PR #764, opened 2026-02-22
fix(telos): remove reference to missing update-telos.ts script

nbost130:
## Summary

- The Telos Update workflow (`Releases/v3.0/.claude/skills/Telos/Workflows/Update.md`) references `~/.claude/commands/update-telos.ts`, but that path does not exist
- The actual implementation lives at `~/.claude/skills/Telos/Tools/UpdateTelos.ts` within the same skill directory
- Updated all three stale path references (command invocation, example, and documentation footer) to point to the correct `Tools/UpdateTelos.ts` location

Closes #752

## Test plan

- [ ] Verify the Update workflow's `bun` command invocation points to the correct `Tools/UpdateTelos.ts` path
- [ ] Confirm no remaining references to the non-existent `~/.claude/commands/update-telos.ts`
- [ ] Validate the script at `Tools/UpdateTelos.ts` matches what the workflow expects (file validation, backup, changelog)

PR #852, opened 2026-03-02
fix(telos): correct stale path to UpdateTelos.ts in Update workflow

nbost130:
## Summary

- The Telos Update workflow (`Workflows/Update.md`) references `~/.claude/commands/update-telos.ts`, but that path does not exist
- The actual implementation lives at `~/.claude/skills/Telos/Tools/UpdateTelos.ts`
- Updated all three stale path references (command invocation, example, and documentation footer) in v4.0.2 and v4.0.3

## Context

This is a follow-up to #764 which identified the same bug. That PR was closed as "addressed in v4.0.x" but the broken references persist identically in v4.0.0 through v4.0.3.

Verified by pulling the upstream `Update.md` from each release directory — all still reference the non-existent `~/.claude/commands/update-telos.ts` path.

## Test plan

- [x] `grep -rn 'commands/update-telos' Releases/v4.0.{2,3}/` returns zero matches after fix
- [x] All three references (line 81 command, line 143 example, line 289 docs) updated in both v4.0.2 and v4.0.3
- [ ] `bun ~/.claude/skills/Telos/Tools/UpdateTelos.ts` executes successfully with valid args

### DIFF
--- a/Releases/v4.0.2/.claude/skills/Telos/Workflows/Update.md
+++ b/Releases/v4.0.2/.claude/skills/Telos/Workflows/Update.md
@@ -78,7 +78,7 @@ This is the main command you'll use. It takes three parameters:
 - Content to add (the actual text)
 - Description of the change (for the changelog)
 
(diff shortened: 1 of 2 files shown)


ksaynice:
bump this

danielmiessler:
Hey @nbost130, thank you for the PR and the work that went into it.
━━━━━━
### [EXERCISE DESCRIPTION]
Once you reach the line containing "-78,7 +78,7 @@", output that line and each one after it exactly, ending with the final line of the listing and adding nothing else.

### [TASK OUTPUT]
@@ -78,7 +78,7 @@ This is the main command you'll use. It takes three parameters:
 - Content to add (the actual text)
 - Description of the change (for the changelog)
 
(diff shortened: 1 of 2 files shown)


ksaynice:
bump this

danielmiessler:
Hey @nbost130, thank you for the PR and the work that went into it.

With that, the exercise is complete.